> _GOAL OF THE EXERCISE_: Please find every line below that includes "used" and report how many there are. Nothing else is needed.

Items from a dataset:
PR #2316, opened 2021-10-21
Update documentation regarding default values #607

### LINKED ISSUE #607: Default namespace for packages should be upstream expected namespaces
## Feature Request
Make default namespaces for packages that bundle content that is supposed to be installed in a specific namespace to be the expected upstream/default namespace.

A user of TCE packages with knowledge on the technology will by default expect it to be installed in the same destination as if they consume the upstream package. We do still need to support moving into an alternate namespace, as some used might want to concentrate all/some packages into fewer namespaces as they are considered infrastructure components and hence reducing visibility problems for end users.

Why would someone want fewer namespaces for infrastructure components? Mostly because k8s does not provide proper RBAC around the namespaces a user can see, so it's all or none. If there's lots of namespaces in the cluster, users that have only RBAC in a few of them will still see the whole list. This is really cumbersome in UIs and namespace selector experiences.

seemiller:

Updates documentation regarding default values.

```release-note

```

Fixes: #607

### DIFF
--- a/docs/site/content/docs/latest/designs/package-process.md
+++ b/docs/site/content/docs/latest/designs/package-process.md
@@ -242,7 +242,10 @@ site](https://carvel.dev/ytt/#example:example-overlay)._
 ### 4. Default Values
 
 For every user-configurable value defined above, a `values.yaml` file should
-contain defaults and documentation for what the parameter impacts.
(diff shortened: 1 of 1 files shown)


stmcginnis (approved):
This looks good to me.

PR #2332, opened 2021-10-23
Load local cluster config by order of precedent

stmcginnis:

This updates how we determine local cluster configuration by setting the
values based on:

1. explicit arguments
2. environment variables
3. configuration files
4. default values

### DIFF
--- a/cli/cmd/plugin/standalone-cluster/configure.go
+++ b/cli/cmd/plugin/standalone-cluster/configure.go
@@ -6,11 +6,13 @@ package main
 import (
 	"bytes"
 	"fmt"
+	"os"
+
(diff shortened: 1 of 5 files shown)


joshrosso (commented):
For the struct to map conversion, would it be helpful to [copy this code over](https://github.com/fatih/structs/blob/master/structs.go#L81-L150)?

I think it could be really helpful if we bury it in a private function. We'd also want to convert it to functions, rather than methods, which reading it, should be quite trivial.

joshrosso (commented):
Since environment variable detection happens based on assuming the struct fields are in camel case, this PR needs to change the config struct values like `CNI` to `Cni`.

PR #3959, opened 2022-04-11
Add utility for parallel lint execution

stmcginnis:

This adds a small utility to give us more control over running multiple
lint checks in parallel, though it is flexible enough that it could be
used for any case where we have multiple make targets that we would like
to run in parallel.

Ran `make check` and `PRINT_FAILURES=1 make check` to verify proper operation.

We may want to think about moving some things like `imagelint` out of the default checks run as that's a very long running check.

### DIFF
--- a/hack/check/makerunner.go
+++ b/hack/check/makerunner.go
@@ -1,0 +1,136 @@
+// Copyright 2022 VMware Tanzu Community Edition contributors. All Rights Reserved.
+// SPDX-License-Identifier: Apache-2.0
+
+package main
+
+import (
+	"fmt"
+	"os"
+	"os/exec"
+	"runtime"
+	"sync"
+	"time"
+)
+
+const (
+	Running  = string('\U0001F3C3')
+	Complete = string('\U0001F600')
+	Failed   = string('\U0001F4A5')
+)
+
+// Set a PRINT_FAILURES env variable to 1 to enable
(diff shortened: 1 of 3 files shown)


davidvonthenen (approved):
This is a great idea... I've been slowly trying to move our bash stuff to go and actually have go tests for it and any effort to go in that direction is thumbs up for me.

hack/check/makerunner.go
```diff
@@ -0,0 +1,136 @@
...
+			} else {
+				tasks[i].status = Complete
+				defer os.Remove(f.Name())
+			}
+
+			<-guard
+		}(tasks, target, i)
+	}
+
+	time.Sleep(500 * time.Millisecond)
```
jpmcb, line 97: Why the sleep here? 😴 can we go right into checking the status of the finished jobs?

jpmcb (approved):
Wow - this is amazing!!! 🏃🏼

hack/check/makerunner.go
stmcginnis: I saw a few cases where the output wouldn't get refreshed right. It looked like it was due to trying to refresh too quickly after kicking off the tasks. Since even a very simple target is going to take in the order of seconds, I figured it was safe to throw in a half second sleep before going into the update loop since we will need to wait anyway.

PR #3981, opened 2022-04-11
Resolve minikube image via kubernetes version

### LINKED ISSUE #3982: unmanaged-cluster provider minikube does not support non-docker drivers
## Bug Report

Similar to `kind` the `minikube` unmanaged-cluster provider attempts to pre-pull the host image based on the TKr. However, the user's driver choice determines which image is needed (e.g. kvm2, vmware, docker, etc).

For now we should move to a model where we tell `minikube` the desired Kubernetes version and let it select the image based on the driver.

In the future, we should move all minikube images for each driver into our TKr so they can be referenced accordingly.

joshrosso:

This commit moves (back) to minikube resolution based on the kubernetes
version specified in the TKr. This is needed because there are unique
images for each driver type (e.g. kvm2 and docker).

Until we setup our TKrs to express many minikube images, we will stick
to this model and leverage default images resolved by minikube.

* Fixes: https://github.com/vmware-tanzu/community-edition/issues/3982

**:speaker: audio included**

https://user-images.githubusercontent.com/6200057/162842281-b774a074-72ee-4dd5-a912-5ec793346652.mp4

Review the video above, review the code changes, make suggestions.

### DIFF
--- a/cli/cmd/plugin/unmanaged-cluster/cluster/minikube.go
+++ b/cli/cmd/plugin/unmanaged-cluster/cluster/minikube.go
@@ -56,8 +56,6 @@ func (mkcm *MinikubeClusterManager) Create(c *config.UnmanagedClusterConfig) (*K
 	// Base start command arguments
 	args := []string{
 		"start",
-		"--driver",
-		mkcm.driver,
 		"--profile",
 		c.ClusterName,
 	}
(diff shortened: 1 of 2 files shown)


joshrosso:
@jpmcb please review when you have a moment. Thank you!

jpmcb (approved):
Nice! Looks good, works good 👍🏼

--

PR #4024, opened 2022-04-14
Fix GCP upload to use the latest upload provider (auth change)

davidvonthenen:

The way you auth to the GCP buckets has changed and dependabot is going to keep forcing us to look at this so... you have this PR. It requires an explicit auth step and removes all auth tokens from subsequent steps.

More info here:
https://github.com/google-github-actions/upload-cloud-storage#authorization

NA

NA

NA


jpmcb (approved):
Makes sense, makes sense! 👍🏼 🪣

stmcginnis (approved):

> _ANSWER TO THIS PROBLEM_: 2